PR #1285, opened 2024-08-18
1284 tune the summary candidate results lines used to display search results and list contents

### LINKED ISSUE #1284: Tune the summary candidate results lines used to display search results and list contents
Currently full candidate info is fetched from the database for each returned result - whereas only summary is used to display the result line.

Note also that the detail of the summary info is not fixed but configurable based on the columns selected for display.

See #1286 for a potential next stage of tuning

camerojo:


camerojo:
This was merged into #1055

The problem:
Which lines of the records above contain the word "summary"? Show each of them.

Completed exercise:
1284 tune the summary candidate results lines used to display search results and list contents
### LINKED ISSUE #1284: Tune the summary candidate results lines used to display search results and list contents
Currently full candidate info is fetched from the database for each returned result - whereas only summary is used to display the result line.
Note also that the detail of the summary info is not fixed but configurable based on the columns selected for display.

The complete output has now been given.